REQUIREMENT ::
Reproduce, unaltered, the line with "(diff shortened: 1 of 3 files shown)" along with every line that follows it in the records, up to the last.

Collected data entries ::
• • • • •
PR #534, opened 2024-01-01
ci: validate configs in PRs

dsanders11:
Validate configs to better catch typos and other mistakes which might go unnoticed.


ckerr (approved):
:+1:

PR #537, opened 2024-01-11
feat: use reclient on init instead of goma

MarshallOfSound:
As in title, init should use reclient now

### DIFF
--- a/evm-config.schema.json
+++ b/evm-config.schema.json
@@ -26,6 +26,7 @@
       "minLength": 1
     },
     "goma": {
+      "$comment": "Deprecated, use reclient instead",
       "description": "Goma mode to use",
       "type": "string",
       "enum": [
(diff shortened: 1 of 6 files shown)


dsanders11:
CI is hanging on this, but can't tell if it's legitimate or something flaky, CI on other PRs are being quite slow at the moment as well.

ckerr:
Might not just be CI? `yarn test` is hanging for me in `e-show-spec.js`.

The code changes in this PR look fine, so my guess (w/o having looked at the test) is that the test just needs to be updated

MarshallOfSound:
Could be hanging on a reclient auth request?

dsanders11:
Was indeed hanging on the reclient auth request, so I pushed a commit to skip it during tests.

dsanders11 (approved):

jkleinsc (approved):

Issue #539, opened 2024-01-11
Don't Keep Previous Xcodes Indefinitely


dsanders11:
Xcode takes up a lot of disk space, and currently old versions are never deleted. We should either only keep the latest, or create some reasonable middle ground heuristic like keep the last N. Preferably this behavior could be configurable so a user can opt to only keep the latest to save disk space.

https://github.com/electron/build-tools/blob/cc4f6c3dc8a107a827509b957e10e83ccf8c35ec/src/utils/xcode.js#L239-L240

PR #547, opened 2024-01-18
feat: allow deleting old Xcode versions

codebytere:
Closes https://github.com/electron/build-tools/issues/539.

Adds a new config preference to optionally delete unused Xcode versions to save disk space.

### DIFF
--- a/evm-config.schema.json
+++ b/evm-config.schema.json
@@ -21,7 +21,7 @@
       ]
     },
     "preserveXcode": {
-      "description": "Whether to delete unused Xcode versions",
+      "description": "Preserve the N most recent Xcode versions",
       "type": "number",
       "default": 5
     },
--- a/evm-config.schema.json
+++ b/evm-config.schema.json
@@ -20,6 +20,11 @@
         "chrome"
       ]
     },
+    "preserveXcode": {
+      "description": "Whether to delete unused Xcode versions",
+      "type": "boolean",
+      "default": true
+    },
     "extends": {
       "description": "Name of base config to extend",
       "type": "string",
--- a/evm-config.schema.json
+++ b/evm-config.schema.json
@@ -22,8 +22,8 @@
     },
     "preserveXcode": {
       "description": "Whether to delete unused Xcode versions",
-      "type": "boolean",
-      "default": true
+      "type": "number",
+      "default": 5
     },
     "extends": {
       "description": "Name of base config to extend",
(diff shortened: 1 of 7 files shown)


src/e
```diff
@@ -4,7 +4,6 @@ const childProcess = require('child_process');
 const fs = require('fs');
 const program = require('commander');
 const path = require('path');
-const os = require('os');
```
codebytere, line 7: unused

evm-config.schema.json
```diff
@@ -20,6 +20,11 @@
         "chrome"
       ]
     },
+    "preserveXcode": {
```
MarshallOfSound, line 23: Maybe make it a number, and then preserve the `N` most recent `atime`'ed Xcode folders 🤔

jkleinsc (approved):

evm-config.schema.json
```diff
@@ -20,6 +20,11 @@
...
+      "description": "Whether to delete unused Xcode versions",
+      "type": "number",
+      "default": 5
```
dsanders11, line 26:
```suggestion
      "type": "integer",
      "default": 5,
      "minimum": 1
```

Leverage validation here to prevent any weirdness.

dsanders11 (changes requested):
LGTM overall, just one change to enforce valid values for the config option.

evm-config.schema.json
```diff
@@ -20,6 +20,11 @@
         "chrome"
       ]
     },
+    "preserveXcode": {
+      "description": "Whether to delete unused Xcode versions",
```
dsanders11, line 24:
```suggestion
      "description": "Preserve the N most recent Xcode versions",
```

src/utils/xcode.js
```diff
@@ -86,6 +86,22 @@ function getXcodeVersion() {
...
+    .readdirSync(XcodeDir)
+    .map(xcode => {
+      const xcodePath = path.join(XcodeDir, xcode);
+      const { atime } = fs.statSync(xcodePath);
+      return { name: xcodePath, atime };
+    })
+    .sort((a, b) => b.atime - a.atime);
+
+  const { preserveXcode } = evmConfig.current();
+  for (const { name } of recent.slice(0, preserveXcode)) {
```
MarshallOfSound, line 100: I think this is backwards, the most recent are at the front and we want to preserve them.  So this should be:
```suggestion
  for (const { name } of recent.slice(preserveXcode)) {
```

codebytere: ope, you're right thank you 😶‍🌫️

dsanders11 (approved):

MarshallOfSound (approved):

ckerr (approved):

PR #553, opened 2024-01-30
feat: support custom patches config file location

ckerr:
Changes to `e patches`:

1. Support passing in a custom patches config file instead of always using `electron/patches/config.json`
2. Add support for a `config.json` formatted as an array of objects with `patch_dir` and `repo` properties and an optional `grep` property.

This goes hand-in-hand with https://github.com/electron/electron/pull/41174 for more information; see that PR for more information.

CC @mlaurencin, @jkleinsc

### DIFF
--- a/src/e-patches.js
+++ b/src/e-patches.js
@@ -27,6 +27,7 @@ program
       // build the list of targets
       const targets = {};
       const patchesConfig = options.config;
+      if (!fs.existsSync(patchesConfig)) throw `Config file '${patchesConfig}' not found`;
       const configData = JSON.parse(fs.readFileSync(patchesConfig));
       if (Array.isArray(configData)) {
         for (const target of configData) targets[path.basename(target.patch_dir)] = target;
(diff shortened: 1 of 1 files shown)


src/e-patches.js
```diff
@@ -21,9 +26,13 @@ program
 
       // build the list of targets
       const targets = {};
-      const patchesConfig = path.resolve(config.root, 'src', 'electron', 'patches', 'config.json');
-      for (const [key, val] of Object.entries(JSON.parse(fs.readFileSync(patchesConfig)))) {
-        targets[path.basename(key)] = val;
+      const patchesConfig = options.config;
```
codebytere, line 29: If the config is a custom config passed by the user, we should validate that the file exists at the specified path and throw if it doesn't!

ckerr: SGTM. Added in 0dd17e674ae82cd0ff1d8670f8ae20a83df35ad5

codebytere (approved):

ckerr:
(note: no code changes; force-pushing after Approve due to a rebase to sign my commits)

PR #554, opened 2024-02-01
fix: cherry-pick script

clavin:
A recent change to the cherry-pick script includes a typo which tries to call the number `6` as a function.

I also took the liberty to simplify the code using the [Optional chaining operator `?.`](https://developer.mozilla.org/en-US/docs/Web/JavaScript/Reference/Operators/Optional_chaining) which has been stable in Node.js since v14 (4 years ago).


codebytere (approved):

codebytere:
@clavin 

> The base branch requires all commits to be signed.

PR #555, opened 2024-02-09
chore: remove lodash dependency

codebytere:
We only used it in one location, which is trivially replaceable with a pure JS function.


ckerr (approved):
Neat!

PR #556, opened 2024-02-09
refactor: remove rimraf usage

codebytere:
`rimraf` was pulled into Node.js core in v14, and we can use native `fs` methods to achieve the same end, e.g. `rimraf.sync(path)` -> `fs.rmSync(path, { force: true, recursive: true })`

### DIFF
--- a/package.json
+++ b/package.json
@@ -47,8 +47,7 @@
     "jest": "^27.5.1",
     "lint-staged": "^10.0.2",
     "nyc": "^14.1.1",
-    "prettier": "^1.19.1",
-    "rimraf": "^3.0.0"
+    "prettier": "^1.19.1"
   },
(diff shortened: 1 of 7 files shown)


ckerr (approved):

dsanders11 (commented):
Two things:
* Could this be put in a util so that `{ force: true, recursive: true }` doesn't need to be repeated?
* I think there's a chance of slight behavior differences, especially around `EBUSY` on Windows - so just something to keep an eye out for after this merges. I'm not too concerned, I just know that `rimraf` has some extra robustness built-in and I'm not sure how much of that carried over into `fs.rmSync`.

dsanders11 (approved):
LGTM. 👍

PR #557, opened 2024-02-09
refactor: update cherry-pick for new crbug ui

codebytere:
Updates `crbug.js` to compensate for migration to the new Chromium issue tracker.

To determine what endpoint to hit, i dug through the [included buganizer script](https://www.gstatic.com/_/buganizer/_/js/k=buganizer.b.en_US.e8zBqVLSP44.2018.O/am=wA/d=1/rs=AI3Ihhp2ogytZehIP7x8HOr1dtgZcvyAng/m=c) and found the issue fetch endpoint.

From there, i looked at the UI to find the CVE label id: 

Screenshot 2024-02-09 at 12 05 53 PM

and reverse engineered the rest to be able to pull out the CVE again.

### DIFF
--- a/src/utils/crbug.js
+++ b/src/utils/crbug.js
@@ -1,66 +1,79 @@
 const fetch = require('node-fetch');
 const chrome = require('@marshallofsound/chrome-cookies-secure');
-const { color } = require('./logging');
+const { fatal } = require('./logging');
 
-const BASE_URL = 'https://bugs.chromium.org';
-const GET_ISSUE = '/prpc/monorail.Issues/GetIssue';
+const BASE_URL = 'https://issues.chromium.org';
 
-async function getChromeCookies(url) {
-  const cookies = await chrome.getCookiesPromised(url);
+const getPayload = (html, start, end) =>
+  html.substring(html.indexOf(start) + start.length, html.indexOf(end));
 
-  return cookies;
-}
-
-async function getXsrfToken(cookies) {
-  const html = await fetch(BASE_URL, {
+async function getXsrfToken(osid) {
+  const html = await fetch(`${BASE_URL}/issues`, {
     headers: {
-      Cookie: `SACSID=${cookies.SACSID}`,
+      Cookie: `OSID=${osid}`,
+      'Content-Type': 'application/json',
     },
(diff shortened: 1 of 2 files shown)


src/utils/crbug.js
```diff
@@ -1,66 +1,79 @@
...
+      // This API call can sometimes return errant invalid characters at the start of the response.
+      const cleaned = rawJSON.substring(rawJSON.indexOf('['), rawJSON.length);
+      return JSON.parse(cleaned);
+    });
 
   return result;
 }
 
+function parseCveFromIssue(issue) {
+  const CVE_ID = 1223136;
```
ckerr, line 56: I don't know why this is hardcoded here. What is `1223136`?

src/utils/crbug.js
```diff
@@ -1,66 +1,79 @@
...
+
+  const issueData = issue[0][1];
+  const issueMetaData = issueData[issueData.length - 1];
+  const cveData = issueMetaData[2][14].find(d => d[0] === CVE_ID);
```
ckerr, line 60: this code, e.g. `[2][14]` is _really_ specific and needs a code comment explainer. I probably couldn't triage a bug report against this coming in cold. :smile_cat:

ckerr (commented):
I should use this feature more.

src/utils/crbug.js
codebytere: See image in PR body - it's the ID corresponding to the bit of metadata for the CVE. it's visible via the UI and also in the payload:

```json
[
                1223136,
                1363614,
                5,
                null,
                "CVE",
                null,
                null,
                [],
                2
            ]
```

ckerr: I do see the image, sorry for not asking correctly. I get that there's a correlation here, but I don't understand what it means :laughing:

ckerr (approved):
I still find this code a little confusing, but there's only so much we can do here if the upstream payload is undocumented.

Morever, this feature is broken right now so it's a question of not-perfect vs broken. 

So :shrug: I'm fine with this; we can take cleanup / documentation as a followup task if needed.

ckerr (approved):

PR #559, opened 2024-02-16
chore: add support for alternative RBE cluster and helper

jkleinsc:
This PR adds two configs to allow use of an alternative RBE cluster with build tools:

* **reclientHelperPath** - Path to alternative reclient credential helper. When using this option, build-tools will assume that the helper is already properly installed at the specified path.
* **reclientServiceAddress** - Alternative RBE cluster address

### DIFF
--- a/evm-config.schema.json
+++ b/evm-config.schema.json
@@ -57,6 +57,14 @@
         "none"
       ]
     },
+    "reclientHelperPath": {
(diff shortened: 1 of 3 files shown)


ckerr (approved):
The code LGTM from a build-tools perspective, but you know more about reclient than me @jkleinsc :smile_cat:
• • • • •
SOLUTION BELOW ::
(diff shortened: 1 of 3 files shown)


ckerr (approved):
The code LGTM from a build-tools perspective, but you know more about reclient than me @jkleinsc :smile_cat:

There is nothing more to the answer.